On deleting code

29 November 2016

This blog post is my journey on creating, debugging and deleting a unit test.

A frequent choice every programmer faces is whether a piece of code belongs in a program. I was working on a hobby project recently where I faced this choice. I had written a number of unit tests and after some reflection deleted one of the test to improve my code quality. At first read this sounds counter-intuitive. Don’t unit tests improve code quality? Generally, yes they do. But good unit tests need to be repeatable, maintainable and quick to run.

In my case I had created a Trie and some unit tests to validate it. In my test code I created a small Trie which contained 11 entries. However, I wanted to test against a larger set. So, I decided to use the dictionary file in /usr/share/dict/words.

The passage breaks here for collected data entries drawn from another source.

Issue #515, opened 2018-09-10
run_model_on_task has no docs, run_flow_on_tasks docs are wrong


amueller:
See [here](https://github.com/openml/openml-python/blob/7a612eaece2fd28315d99dda3e2393ada2f27478/openml/runs/functions.py#L37) and [here](https://github.com/openml/openml-python/blob/7a612eaece2fd28315d99dda3e2393ada2f27478/openml/runs/functions.py#L58).

The ``run_flow_on_task`` actually needs a flow, not a model, from what I can see.

ArlindKadra:
I referenced the second part here #498 and I have not done a commit yet as there is also some additional functionality to be added into the function.

mfeurer:
Added via #516.

Issue #498, opened 2018-08-03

I created the following unit test:

def test_dictionary(self):
    t = trie.Trie()
    count = 0
    with open('/usr/share/dict/words') as f:
        for line in f:
            t.insert(line)
            count += 1
    assert(len(t.get_all_words())) == count

This test failed. The len(t.get_all_words()) value was 234,371 but the value of count was 235,886.

I assumed something must be wrong with my code. So, I compared the words returned by t.get_all_words() against the words in the file. I added some print statements to my test code and expected to see 1515 words. However, there was no output. This surprised me!

Maybe my code was correct after all. I decided to look at the file to see if there were empty lines or duplicate entries. Time to use some command line tools! I used the following commands to get a count of the unique words in the file:

$ sort -f -b -u /usr/share/dict/words > file
$ wc -l file
$ 234371

Oh! The numbers matched, meaning there must be duplicate entries. Taking a quick look at the file I saw the first two entries were ‘a’ and ‘A’. In my Trie I convert everything to lower case, so they would be the same entry.

I added a unit test to cover the duplicates case and another to cover leading/trailing spaces.

After adding the new test cases I decided to remove the unit test which used the /usr/share/dict/words file. Why? Because:

I would need to hardcode the value 234,371 into the test.
The location of the /usr/share/dict/words file is hardcoded. This test would fail on a Window’s machine because that file does not exist. In my case this is not a problem because I’m the only one that will use this program. But this would be a bad pattern if I were working with other people.
The unit test takes a few seconds to run. It is a bit annoying waiting for it to run, even if it is only for a few seconds.
The new unit tests cover the cases uncovered by the /usr/share/dict/words file test.

I was a little attached to the test because it led me down a path that improved my test case scenarios. It was also nice to see my Trie work with 234,371 entries. However, it did not meet the requirements for a good unit test. It did not run quickly and it was not repeatable across platforms.

But I think this raises the question: is there a case for testing the Trie with a large data set? Yes, I think so, but not at the unit test level. If this was a real project then I think this could be covered in a volume or verification testing phase.

I won’t claim my code is elegant, but it is better without that test.